(Dataset excerpts)

PR #697, opened 2017-04-20
Removes accidential title  as a result of using reserved word

AllenBW:
Hover over any field would display a caption that does not align with ux, (tooltips is our jam n stuff), this changes up the offending component param name.

again ignore the color, gnome is on drugs...

### before, you'll notice the text bubble by the mouse
screen shot 2017-04-20 at 1 59 51 pm

### after, no text bubble by the mouse
screenshot from 2017-04 -20 13-48-12

@serenamarie125 if this isn't a bug we can just close this pr

### DIFF
--- a/client/app/services/detail-reveal/detail-reveal.component.js
+++ b/client/app/services/detail-reveal/detail-reveal.component.js
@@ -5,7 +5,7 @@ export const DetailRevealComponent = {
   controller: ComponentController,
   controllerAs: 'vm',
   bindings: {
-    title: '@',
+    detailTitle: '@',
     detail: '@',
     icon: '@',
     translateTitle: '<',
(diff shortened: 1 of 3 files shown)


chriskacerguis:
@AllenBW do we need UX review for this, since we are addressing a bug?  #justaskin

AllenBW:
@chriskacerguis yeah want to confirm intended behavior is not to have multiple types of tooltips

chriskacerguis:
@ManageIQ/core-ux for your review

cshinn:
As long as it doesn't affect accessibility in some way to remove the title text, I don't see a reason to have a tooltip that displays no additional information. Especially if it looks different than our default one.

chriskacerguis:
@cshinn is that a 👍 or 👎 (just checking) :)

serenamarie125:
@AllenBW I'm not sure i understand.  Is the issue content or visual?  

Is your request to remove this from every field?

I agree with @cshinn in that if the tooltip just matches the field name, it is no value.  But do we know that here?

In the case where there is just an icon, and the tooltip is representing a state, I think it's valuable to show a tooltip.

That being said, we should be using PatternFly tooltips (http://www.patternfly.org/pattern-library/widgets/#tooltip)

AllenBW:
@serenamarie125 issue is visual. left side of the table has the title right side has the details, the tooltip, that does not conform with patternfly convention, appears when you hover over each row, and displays duplicates the title

serenamarie125:
If it's just a visual issue, use the PatternFly tooltip, don't remove it.
If it's a content issue, let's use the correct content in the tooltip :)

AllenBW:
? its an unintended side affect of using the incorrect attribute, the fields aren't meant to have any kind of value on mouseover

(End Dataset excerpts)

§ What the exercise asks: Return the entries in full, keeping every line exactly as it is.

§ Result of this task:
PR #697, opened 2017-04-20
Removes accidential title  as a result of using reserved word

AllenBW:
Hover over any field would display a caption that does not align with ux, (tooltips is our jam n stuff), this changes up the offending component param name.

again ignore the color, gnome is on drugs...

### before, you'll notice the text bubble by the mouse
screen shot 2017-04-20 at 1 59 51 pm

### after, no text bubble by the mouse
screenshot from 2017-04 -20 13-48-12

@serenamarie125 if this isn't a bug we can just close this pr

### DIFF
--- a/client/app/services/detail-reveal/detail-reveal.component.js
+++ b/client/app/services/detail-reveal/detail-reveal.component.js
@@ -5,7 +5,7 @@ export const DetailRevealComponent = {
   controller: ComponentController,
   controllerAs: 'vm',
   bindings: {
-    title: '@',
+    detailTitle: '@',
     detail: '@',
     icon: '@',
     translateTitle: '<',
(diff shortened: 1 of 3 files shown)


chriskacerguis:
@AllenBW do we need UX review for this, since we are addressing a bug?  #justaskin

AllenBW:
@chriskacerguis yeah want to confirm intended behavior is not to have multiple types of tooltips

chriskacerguis:
@ManageIQ/core-ux for your review

cshinn:
As long as it doesn't affect accessibility in some way to remove the title text, I don't see a reason to have a tooltip that displays no additional information. Especially if it looks different than our default one.

chriskacerguis:
@cshinn is that a 👍 or 👎 (just checking) :)

serenamarie125:
@AllenBW I'm not sure i understand.  Is the issue content or visual?  

Is your request to remove this from every field?

I agree with @cshinn in that if the tooltip just matches the field name, it is no value.  But do we know that here?

In the case where there is just an icon, and the tooltip is representing a state, I think it's valuable to show a tooltip.

That being said, we should be using PatternFly tooltips (http://www.patternfly.org/pattern-library/widgets/#tooltip)

AllenBW:
@serenamarie125 issue is visual. left side of the table has the title right side has the details, the tooltip, that does not conform with patternfly convention, appears when you hover over each row, and displays duplicates the title

serenamarie125:
If it's just a visual issue, use the PatternFly tooltip, don't remove it.
If it's a content issue, let's use the correct content in the tooltip :)

AllenBW:
? its an unintended side affect of using the incorrect attribute, the fields aren't meant to have any kind of value on mouseover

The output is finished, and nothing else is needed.